• TASK DETAILS
The answer is every line in the data below that contains the word "secondes".

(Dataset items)
--------

PR #722, opened 2017-03-11
Correct long format in localized ES date

awernick:
In spanish, a year is referenced as "del" not "de".
Ex. "23 de Octubre del 2017"

### DIFF
--- a/rails/locale/es.yml
+++ b/rails/locale/es.yml
@@ -40,7 +40,7 @@ es:
     - sábado
     formats:
       default: "%d/%m/%Y"
-      long: "%d de %B de %Y"
+      long: "%d de %B del %Y"
       short: "%d de %b"
     month_names:
     -


Knack:
Sorry, @awernick but you are wrong

kuroda:
@awernick Do you have any counterargument?

awernick:
@Knack One of your sources proves me right.
http://www.fundeu.es/escribireninternet/como-se-escriben-las-fechas/
Picture

Knack:
Thanks @awernick, now I see that both are accepted, especially since the year 2000. For previous years, the correct form is "de" (e.g. "de 1999").

Anyway, I think we should keep "de" because it's valid for any date.

If you _know_ it's different in a specific region, like the US, you could submit a PR for that file (e.g. `es-US.yml`) but I wouldn't change it in the default `es.yml`

awernick:
@Knack totally agree. My primary spanish dialect comes from Mexico, so we mostly use "del" instead of "de". If I find enough sources to support the change to "de" to "del" in my specific region, then I'll submit a PR request.

PR #728, opened 2017-05-26
add 12 hour format to locale files

NehaGautam:
Add 12 hour format in our locale files, as many countries use 12 hour format example  US, UK, PH, CA (https://travel.stackexchange.com/questions/34950/which-large-countries-use-12-hour-time-format-am-pm). 
Instead of providing full format whenever calling I18n.l method we can then easily use 12 hour format. If you like this idea, I can make changes in all other locale files.


kuroda:
Thank you for suggestions, but we cannot accpet your pull request.

Here we are collecting the translation data which have the same structure as that provided by the Rails itself.

See https://github.com/rails/rails/blob/master/activesupport/lib/active_support/locale/en.yml

PR #734, opened 2017-07-30
Updated pt-BR.yml file with Rails 5.1.2. Added and translated default…

juliuscarvalhus:
Updated pt-BR.yml file with Rails 5.1.2. Added and translated default text en.yml to pt-BR. Applied standards according en.yml
:)


juliuscarvalhus:
Hi! :) 
About "pb:" and "eb:" in "number.human.storage_units" ... (lines 109 and 110)
https://github.com/rails/rails/blob/master/activesupport/lib/active_support/locale/en.yml
About "hello" for test... (line 33)
https://github.com/rails/rails/blob/master/railties/lib/rails/generators/rails/app/templates/config/locales/en.yml

thank you so much! :)

PR #737, opened 2017-08-07
Add missing datetime translations

larouxn:
According to the README, all of the locales changed here are already considered complete. However, I figured I'd suggest a few missing translations, based off the existing ones. With these missing translations added, the changed locales now all have the exact same keys within `datetime`, key parity. Note, I'm perfectly fine with closing it if we're not interested/don't think it's a good idea.

EDIT: As I reverted my removal of two French translations, this is no longer a "synchronize translations" PR. Rather, I'm simply proposing we add a few missing translations and remove some trailing space from `en.yml`.

### DIFF
--- a/rails/locale/fr.yml
+++ b/rails/locale/fr.yml
@@ -95,6 +95,9 @@ fr:
       x_months:
         one: 1 mois
         other: "%{count} mois"
+      x_years:
+        one: un an
+        other: "%{count} ans"
       x_seconds:
         one: 1 seconde
         other: "%{count} secondes"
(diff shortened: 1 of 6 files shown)


rails/locale/fr.yml
```diff
@@ -76,11 +76,9 @@ fr:
         other: presque %{count} ans
       half_a_minute: une demi-minute
       less_than_x_minutes:
-        zero: moins d'une minute
```
larouxn: I didn't think about this before but some people might be using these `zero` translations. I need to revert this change and add the equivalent `zero` for the other locales.

PR #738, opened 2017-08-13
Occitan version

Quent-in:
Based on the General Occitan, also called "Standard Occitan" or "Broad Occitan".
It uses the mainly used forms of a same word to be easily understood by speakers of other dialect, eg different from the Lengadocian one.
Occitan is spoken en South France, North Spain, Monaco and North Italy.

### DIFF
--- a/rails/locale/oc.yml
+++ b/rails/locale/oc.yml
@@ -15,7 +15,7 @@ date:
     - dc
     - dj
     - dv
-    - ds
+    - dc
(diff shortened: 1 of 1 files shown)


kuroda:
@Quent-in 

I will check why the CI build is failing. Please wait for a while.

Quent-in:
I think I found what was wrong, indentation.
Let's see if it works now :)

PR #746, opened 2017-09-03
Create kab.yml

mozillakab:
Kabyle language file for rails-i18n

### DIFF
--- a/rails/locale/kab.yml
+++ b/rails/locale/kab.yml
@@ -1,0 +1,215 @@
+---
+fr:
+  activerecord:
+    errors:
+      messages:
+        record_invalid: 'Asentem ur yeddi aya : %{errors}'
+        restrict_dependent_destroy:
+          has_one: "Ur izmir ara ad yekkes akalas acku  %{record} seg-sen  yeneṭeḍ"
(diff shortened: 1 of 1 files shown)


BoFFire:
Need some check. It didn't pass the check.

rails/locale/kab.yml
```diff
@@ -0,0 +1,215 @@
+---
+fr:
+  activerecord:
+    errors:
+      messages:
+        record_invalid: 'Asentem ur yeddi aya : %{errors}'
```
BoFFire: "Asentem ur yeddi aya : %{errors}"
guillemets

rails/locale/kab.yml
```diff
@@ -0,0 +1,215 @@
+---
+fr:
```
kuroda: This line must be `kab:`.

digitalfrost:
Fails with

```

  1) I18n backend reloading when called twice doesn't produce warnings
     Failure/Error: errors.should == ''
     
       expected: ""
            got: nil (using ==)
     # ./spec/integration/backend_reload_spec.rb:21:in `block (3 levels) in <top (required)>'
```

PR #750, opened 2017-10-01
Create kab.yml

mozillakab:
Add kab locale

### DIFF
--- a/rails/locale/kab.yml
+++ b/rails/locale/kab.yml
@@ -1,0 +1,213 @@
+---
+kab:
+  activerecord:
+    errors:
+      messages:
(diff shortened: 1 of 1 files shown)


digitalfrost:
Fails with:

```
1) I18n backend reloading when called twice doesn't produce warnings
     Failure/Error: errors.should == ''
     
       expected: ""
            got: nil (using ==)
     # ./spec/integration/backend_reload_spec.rb:21:in `block (3 levels) in <top (required)>'
Finished in 0.72332 seconds (files took 0.33679 seconds to load)
1 example, 1 failure
```

This is the same as the problem with #746

PR #762, opened 2018-01-06
rename Belarusian locale file Fixes #760

### LINKED ISSUE #760: Belarus translation (BY) incorrectly saved as Belgium (BE)
I was looking for translations for Belgium and noticed that the be.yml file contains Belarusian translations. I believe be.yml should be changed to by.yml.

digitalfrost:


digitalfrost:
**by** is not correct 
#760 is wrong
Source: https://www.science.co.il/language/Locale-codes.php
This also matches the iso gem: https://github.com/tigrish/iso/blob/master/locales/en.yml
and is why the test fails.

PR #763, opened 2018-01-31
Include 'million' pluralisation option for fr and fr-FR

eleanorakh:
We're maintaining an app with several languages, and our French team have suggested that the default behaviour for the plural of `million` to be `millions`. 
This proposed change follows the examples provided in `rails/locale/es.yml`.

### DIFF
--- a/rails/locale/fr-FR.yml
+++ b/rails/locale/fr-FR.yml
@@ -171,7 +171,9 @@ fr-FR:
         format: "%n %u"
         units:
           billion: milliard
-          million: million
+          million:
+            one: million
+            other: millions
           quadrillion: million de milliards
           thousand: millier
           trillion: billion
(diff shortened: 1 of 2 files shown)


DevDef:
Why not achieving the work? The same apply to milliers (except if you replace it by “mille” which is invariable), milliard, millions de milliards, billions et trillions.
```
        format: "%n %u"
        units:
          billion:
            one: milliard
            other: milliards
          million:
            one: million
            other: millions
          quadrillion:
            one: million de milliards
            other: million de milliards
          thousand:
            one: millier
            other: milliers
          trillion:
            one: billion
            other: billions
```

Moreover, the plural in French is for absolute values of two and above, not different than one like in English. A good localization should respect these rules…
For example:
- 0 thing
- 1 thing
- 1.99 thing
- 2 things
- 1.9 million things
- 2 millions things
- -1.99 thing
- -2 things
- -1.9 million things
- -2 millions things

PR #776, opened 2018-04-06
Italian: Changing some string about validation

FiloSpaTeam:
I'm changing those strings to have more realistic and "gender-indipendent" forms.
For example:
* *Before*: **Biografia non puo** essere lasciato in bianco
* *After*: Biografia: **il campo non puo** essere lasciato in bianco

### DIFF
--- a/rails/locale/it.yml
+++ b/rails/locale/it.yml
@@ -109,35 +109,35 @@ it:
   errors:
     format: "%{attribute} %{message}"
     messages:
-      accepted: deve essere accettata
-      blank: non può essere lasciato in bianco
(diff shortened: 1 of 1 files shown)


kuroda:
Thanks a lot. But, I can't merge your commit immediately.

Because locale data of other languages do not include `:` at the head of translations, your commit could have an impact on the application developers.

I want to see if your commit is welcomed or not by the users of the `rails-i18n`.

pama:
We really appreciate your taking the time to submit this change, but we didn't have feedback for three years.

PR #781, opened 2018-04-28
Correcting grammatical error in Danish file

jesperronn:


jesperronn:
In case you wonder, one year is 'et år' in Danish. And not 'en år'. This was already correct other places in the file.

PR #788, opened 2018-07-24
Improve french locales

Silex:
Hello,

Everything is pretty much self-explanatory, ask if it is unclear.

~~Normalization makes it much easier to compare locales, because all the keys are alphabetically sorted. For example `fr.yml` and `fr-CA.yml` has keys at different positions, making it a bit of a pain to diff in the editor.~~ See #791

French is my mother tongue, it makes no sense to lowercase the days/months/million/etc names, also some of the translations are just plain incorrect, for example

``` 
Vous ne pouvez pas supprimer l'enregistrement car une personne à charge %{record} existe
```

Translates to:

```
You can not delete the record because someone dependant %{record} exists
```

After some tests, the translation came straight from google translate.

### DIFF
--- a/rails/locale/fr-CA.yml
+++ b/rails/locale/fr-CA.yml
@@ -64,40 +64,40 @@ fr-CA:
     distance_in_words:
       about_x_hours:
         one: environ une heure
-        other: environ %{count} heures
+        other: environ %{count} heures
       about_x_months:
         one: environ un mois
-        other: environ %{count} mois
+        other: environ %{count} mois
       about_x_years:
         one: environ un an
-        other: environ %{count} ans
+        other: environ %{count} ans
       almost_x_years:
         one: presqu'un an
         other: presque %{count} ans
       half_a_minute: une demi-minute
       less_than_x_minutes:
-        one: moins d'une minute
-        other: moins de %{count} minutes
-        zero: moins d'une minute
+        one: moins d'une minute
+        other: moins de %{count} minutes
+        zero: moins d'une minute
       less_than_x_seconds:
-        one: moins d'une seconde
-        other: moins de %{count} secondes
+        one: moins d'une seconde
+        other: moins de %{count} secondes
         zero: moins d'une seconde
       over_x_years:
         one: plus d'un an
-        other: plus de %{count} ans
+        other: plus de %{count} ans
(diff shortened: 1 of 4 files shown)


michaelbaudino:
Hrm, from what I understand, there is actually no reason to upcase week days and month names :thinking:

They are nouns and thus shall be written in lowercase (according to the [Académie Française](http://www.academie-francaise.fr/questions-de-langue#42_strong-em-jours-de-la-semaine-pluriel-et-majuscules-em-strong)).

I don't think "octet" (as a unit not derived from a proper name) should be upcased neither, fwiw.

Silex:
Right. I just discovered that in english weekdays are capitalized. I thought there were not. I'll remove the capitalization changes.

Silex:
Okay the commits are ready for the changes we should all agree about.

Now the following questions remain:

* Should we downcase https://github.com/svenfuchs/rails-i18n/blob/master/rails/locale/en.yml#L189 ?
* Should we downcase https://github.com/svenfuchs/rails-i18n/blob/master/rails/locale/en.yml#L174 ?

michaelbaudino:
I must admit I would not capitalize `Byte` neither, but I can't tell for sure (I'm not a native English speaker).

In French, for units, I would use uppercase when they are derived from a proper name and lowercase when they are not (_e.g._ `mètre`, `gramme`, `octet` but `Volt`, `Ampère`, `Newton`, etc...).
In English, no idea ¯\\\_(ツ)\_/¯

Silex:
Alright :+1: 

@svenfuchs, @kuroda: how should we proceed? merge this already and then open a new issue about the capitalization of `Byte` and `Million` in english?

kuroda:
To be honest, I don't like to see an ordering like "few", "many", "one", "other", "two", "zero". They are ordered alphabetically but unnaturally.

At least I want to wait until your proposal gathers some upvotes.

Please make another PR for the fixation of french locales.

Silex:
@kuroda: the normalization PR is at #791. I'll update this PR to be only about the french corrections.

Silex:
Ok I updated the commits for this PR to be only about the french modifications. The commits should be self-explanatory.

Silex:
:+1:

PR #24, opened 2024-10-17
Rename `df_daily_dates_to_epiweeks` to `df_aggregate_to_epiweekly`

AFg6K7h4fhy2:
> As written, the function name and docstring suggest that this is a helper function for adding `epiweek` and `epiyear` columns to a dataframe with a date column. It might make sense to create such a function and have the `df_aggregate_to_epiweekly` function call it, but that is out of scope for now.


dylanhmorris (approved):
LGTM

Issue #32, opened 2024-10-24
Add Remaining Location Code, Abbreviation, And Table Utilities


AFg6K7h4fhy2:
To be more specific about the scope of this issue, the PR associated with this issue adds the following functions in `recode_locations.py`

* `loc_flusight_code_to_abbr`, which _Takes the location columns of a Polars dataframe (formatted as FluSight codes for US jurisdictions) and recodes it to US jurisdictional abbreviations._
* `to_location_table_column`, which _Maps a location format string to the corresponding column name in the hubserve location table. For example, "flusight" maps to "location_code" in forecasttool's location_table._
* `location_lookup`, which _Look up rows of the FluSight location table corresponding to the entries of a given location vector and format. Retrieves the rows from location_table in the forecasttools package corresponding to a given vector of location identifiers, with possible repeats._

where `forecasttools-py` already contains `loc_abbr_to_flusight_code`, which _Takes the location columns of a Polars dataframe (formatted as US jurisdictional abbreviations) and recodes it to FluSight location codes._

AFg6K7h4fhy2:
Probably some changes needed in going from "FluSight" to "hubverse".

PR #33, opened 2024-10-24
Add Remaining Location Code, Abbreviation, And Table Utilities

AFg6K7h4fhy2:
For the scope of this PR, see the associated issue: <https://github.com/CDCgov/forecasttools-py/issues/32>.


AFg6K7h4fhy2:
This PR has been marked as ready for review.

I want to further verify that the added functions work as intended (this shouldn't take much time), so, in marking the PR ready for review, I am not making the claim that the PR is ready to be merged.

AFg6K7h4fhy2:
Once a review is provided for this PR, I will remove <https://github.com/CDCgov/forecasttools-py/pull/33/files#diff-3da0137fa7c28bf7218e9a6ff9e3474bc3db4041a9bfa8210ba845eccc02e609>. At present, I have no further comments or code to add to this PR.

forecasttools/recode_locations.py
```diff
@@ -14,31 +14,159 @@ def loc_abbr_to_flusight_code(
...
+        The format string ("abbr",
+        "flusight", or "long_name").
+
+    Returns
+    -------
+    str
+        Returns the corresponding column name
+        from the location table.
+    """
+    col_keys = {
```
damonbayer, line 112: This is a dictionary, not a list of keys, so a different name would be more appropriate.

forecasttools/recode_locations.py
```diff
@@ -14,31 +14,159 @@ def loc_abbr_to_flusight_code(
...
+        "abbr": "short_name",
+        "flusight": "location_code",
+        "long_name": "long_name",
+    }
+    col = col_keys[location_format]
```
damonbayer, line 117: This itself will error if `location_format` is not a valid key.

damonbayer: If you want to raise the custom error, you need to use `col_keys.get`

forecasttools/recode_locations.py
```diff
@@ -14,31 +14,159 @@ def loc_abbr_to_flusight_code(
...
+        from the location table.
+    """
+    col_dict = {
+        "abbr": "short_name",
+        "flusight": "location_code",
+        "long_name": "long_name",
+    }
+    col = col_dict.get(location_format)
+    if col is None:
+        raise ValueError(
```
damonbayer, line 119: use [`KeyError`](https://docs.python.org/3/library/exceptions.html#KeyError)

forecasttools/recode_locations.py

--------

• EXERCISE OUTPUT
         other: "%{count} secondes"
-        other: moins de %{count} secondes
+        other: moins de %{count} secondes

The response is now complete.